Here’s Caleb helping little Eva down one of the slides:
Baby Oliver was in his neat little awninged wagon.
We had a few picnics at this place, back in the late
1980s/early 1990s. Larry would drive the
four-wheeler, and the kids would ride in the trailer with all the picnic stuff.
I recently scanned pictures from one of
those outings.
Last night, Jeremy and
Lydia invited us over. They were lighting
off some big fireworks after dark, and playing patriotic music on a boom box. No, not the garbage noise of today; real,
honest-to-goodness music. Think, John
Philip Sousa.
Malinda had on some bright red noise-canceling
headphones. I heard the following
conversation between Carolyn and Malinda:
Carolyn: I like your headphones!
Malinda: What?
Carolyn: I like your headphones!
Malinda: What?
Carolyn: I like your headphones!
Malinda: What?
It was Dorcas’ 40th birthday yesterday,
the 4th. We sent her a gardening
set – six tools, gloves, and a bottle sprayer in a canvas pocketed bag.
!!! A mouse just went running up the Boston ivy vines on the window beside me! I thumped on the window, but it didn’t faze him much. He stopped momentarily, turned his head and peered in, then proceeded right on up to the eaves.

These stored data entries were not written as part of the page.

Issue #62, opened 2026-04-28
Support test Jeandle's LLVM passes separately from JDK.


taofengliu:
**The feature you'd like**
We have VM callbacks for Jeandle-LLVM now, which can provide JVM runtime information for passes. But it makes it impossible to test Jeandle-LLVM without JVM.
Now we want to add comprehensive tests for Jeandle-LLVM, making it cover the corner cases that are hard to construct from Java code. So a mechanism to test Jeandle-LLVM separately is necessary.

It’s getting windy here, and looks like thunderstorms. There are severe thunderstorm warnings happening all over the country. Maryland and Illinois have tornado warnings.
Lydia is coming in a few minutes to borrow one of Larry’s
bikes while hers is being fixed. I’d
better clean off the table! Gotta keep
up the illusion that I always have things nice and neat.
Erma Bombeck kept her vacuum, broom,
dusting spray and cloth, and a head kerchief handy if she was lolling around,
not getting anything done, just in case anyone showed up at her door. She’d grab
the above and strew it strategically around the room, don the kerchief,
and then open the door. One look assured the visitor that Erma was
industriously cleaning the house, and that they should not stay and interrupt
the process.
Oh! The mouse just
ran back down. Hickory, dickory, dock.
Here’s the dock at the lake. Jonathan is in the water on the left. Keira is in the left foreground, climbing up the bank.
And this is the John Deere lawn tractor with
its ‘train’.
Below is part of the parking field. I have no idea how many cars were there.
... ... ...
Okay, I just went through our church address book counting
drivers, and I think there were probably at least 130 cars there.